Stored data entries:
================
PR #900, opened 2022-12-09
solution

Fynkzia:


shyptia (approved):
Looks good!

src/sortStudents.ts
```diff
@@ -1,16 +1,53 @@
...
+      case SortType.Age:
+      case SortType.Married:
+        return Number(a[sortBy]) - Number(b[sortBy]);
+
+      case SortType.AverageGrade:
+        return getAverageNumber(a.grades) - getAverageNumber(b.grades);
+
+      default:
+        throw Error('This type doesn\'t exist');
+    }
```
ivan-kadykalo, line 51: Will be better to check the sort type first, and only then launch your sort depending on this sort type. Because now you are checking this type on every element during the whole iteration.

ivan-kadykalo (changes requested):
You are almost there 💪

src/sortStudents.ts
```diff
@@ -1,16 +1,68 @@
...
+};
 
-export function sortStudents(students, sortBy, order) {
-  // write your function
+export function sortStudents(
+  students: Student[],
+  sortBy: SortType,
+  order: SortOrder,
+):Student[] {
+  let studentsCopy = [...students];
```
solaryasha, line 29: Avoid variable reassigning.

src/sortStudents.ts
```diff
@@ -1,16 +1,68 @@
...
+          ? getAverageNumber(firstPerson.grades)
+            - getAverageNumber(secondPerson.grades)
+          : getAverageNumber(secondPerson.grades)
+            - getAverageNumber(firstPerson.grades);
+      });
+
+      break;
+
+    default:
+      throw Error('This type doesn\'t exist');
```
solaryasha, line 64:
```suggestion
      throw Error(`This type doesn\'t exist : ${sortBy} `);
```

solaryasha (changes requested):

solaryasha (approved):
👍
================
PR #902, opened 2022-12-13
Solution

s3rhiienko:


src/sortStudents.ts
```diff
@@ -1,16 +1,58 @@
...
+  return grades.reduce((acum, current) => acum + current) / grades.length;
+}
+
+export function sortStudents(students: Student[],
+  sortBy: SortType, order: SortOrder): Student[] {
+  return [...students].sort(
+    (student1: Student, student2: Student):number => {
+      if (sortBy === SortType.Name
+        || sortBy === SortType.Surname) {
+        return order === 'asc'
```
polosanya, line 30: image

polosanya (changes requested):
================
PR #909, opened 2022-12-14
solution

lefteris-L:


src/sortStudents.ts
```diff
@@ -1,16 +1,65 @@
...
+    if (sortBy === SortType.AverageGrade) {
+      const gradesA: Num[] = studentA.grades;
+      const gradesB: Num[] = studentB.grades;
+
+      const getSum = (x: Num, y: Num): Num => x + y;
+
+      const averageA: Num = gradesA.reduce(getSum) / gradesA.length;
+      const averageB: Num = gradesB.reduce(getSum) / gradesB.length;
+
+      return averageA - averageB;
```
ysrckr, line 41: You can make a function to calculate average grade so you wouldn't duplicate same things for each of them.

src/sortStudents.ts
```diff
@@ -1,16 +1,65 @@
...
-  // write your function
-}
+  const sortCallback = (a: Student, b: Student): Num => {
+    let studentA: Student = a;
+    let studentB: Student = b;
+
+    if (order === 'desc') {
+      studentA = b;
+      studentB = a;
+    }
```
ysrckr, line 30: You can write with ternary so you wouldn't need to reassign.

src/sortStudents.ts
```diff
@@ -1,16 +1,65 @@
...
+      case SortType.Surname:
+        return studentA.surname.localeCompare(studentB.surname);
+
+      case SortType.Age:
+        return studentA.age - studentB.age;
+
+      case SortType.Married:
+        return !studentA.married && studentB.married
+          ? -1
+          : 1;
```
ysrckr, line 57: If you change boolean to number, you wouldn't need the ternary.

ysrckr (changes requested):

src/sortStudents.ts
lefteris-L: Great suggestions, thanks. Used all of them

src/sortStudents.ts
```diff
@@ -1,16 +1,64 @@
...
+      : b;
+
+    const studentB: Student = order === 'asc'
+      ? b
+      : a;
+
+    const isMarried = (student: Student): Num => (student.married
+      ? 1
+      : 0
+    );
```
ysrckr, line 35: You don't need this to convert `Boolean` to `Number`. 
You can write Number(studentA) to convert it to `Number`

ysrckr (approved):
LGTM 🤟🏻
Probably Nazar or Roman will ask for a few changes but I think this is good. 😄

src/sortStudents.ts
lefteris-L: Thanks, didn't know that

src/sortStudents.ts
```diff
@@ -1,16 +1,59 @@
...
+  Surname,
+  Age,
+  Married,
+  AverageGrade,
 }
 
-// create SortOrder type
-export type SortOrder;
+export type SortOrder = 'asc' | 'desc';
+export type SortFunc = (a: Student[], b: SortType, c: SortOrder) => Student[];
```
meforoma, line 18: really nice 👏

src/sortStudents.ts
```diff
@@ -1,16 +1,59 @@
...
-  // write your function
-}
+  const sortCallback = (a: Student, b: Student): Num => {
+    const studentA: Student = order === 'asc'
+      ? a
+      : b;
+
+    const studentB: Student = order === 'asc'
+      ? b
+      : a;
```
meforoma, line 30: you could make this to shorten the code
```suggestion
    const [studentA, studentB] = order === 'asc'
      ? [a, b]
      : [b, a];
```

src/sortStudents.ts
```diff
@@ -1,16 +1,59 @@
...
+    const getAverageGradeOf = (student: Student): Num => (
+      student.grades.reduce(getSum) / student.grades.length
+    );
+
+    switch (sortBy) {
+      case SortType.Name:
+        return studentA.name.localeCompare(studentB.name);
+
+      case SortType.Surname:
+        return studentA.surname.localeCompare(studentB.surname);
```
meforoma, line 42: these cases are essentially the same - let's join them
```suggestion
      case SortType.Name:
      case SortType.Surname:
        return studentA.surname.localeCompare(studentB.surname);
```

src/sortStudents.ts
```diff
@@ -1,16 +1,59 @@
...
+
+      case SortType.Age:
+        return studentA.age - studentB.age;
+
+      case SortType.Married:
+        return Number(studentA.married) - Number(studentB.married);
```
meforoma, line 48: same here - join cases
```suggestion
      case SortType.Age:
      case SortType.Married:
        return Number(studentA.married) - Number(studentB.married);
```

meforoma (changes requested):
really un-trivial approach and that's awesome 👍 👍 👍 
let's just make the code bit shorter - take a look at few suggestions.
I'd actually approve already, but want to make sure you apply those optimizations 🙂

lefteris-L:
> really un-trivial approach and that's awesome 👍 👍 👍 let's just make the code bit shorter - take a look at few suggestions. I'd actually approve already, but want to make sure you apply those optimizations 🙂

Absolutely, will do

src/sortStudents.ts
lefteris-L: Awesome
================
In the data above, how many lines hold the word "code"? Give only the number.

> _Answer below_
3